EDIT: I removed R2 and confirmed with the multimeter that >30mA run across garage door opener's leads, and now, the garage door opener is properly triggered!

Best Answer

The H11AA1M has a minimum CTR (Current Transfer Ratio) of 20%. That means if you have 20mA going through the emitter (LED) then the detector (transistor) may only be able to switch 20mA * 20% = 4mA.

You measured 50mA 'trigger' current when the garage door opener input was shorted, so you should be using an optocoupler that will switch that much current. ESP8266 GPIOs are only guaranteed to supply 12mA maximum, so your optocoupler should have a CTR of at least 50mA/12mA = 4.2.
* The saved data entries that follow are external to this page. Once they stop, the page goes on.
Issue #1157, opened 2014-12-21
Gemfile database adapter detection fails on new Rails/bundler


augustf:
Upon upgrading to the latest stable Rails, I have found that our mechanism for conditionally including mysql and postgres gems in the Gemfile is not working as expected. To reproduce this, simple upgrade Rails/bundler/et al and issue the command `bundle update mysql2`. Bundler will say there is no such gem.

augustf:
We're not going to be able to upgrade gems much further without hitting this bug, so I've designated it a blocker for future releases.

augustf:
@mfrederickson Are you seeing this issue anymore?

mfrederickson:
Yes, I see the same problem that you report in the original message above.

mfrederickson:
It is in the production group, does that matter? I tried in my development environment.

augustf:
Yeah-I don't think they're supposed to show up in development mode. This should be a production mode issue.

mfrederickson:
Yeah, I suppose. But I run some of my other projects in mysql2 in dev.  Anyway when I prefix it with RAILS_ENV=production I still get the problem.

mfrederickson:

So why does it work after removing R2? Your particular ESP8266 might manage to drive 20mA into a 100Ω resistor and infrared LED, and your individual optocoupler unit might achieve a CTR of >1.5 at 20mA. However the fact that it can't handle an extra 100Ω on the output suggests that it is barely working. It may fail in colder or hotter weather, or when the optocoupler transistor overheats because it is out of saturation.

For reliability you should increase the value of R1 to draw no more than 12mA from the ESP8266's GPIO, and change the optocoupler to one with higher CTR, eg. 4N33 or H11B3.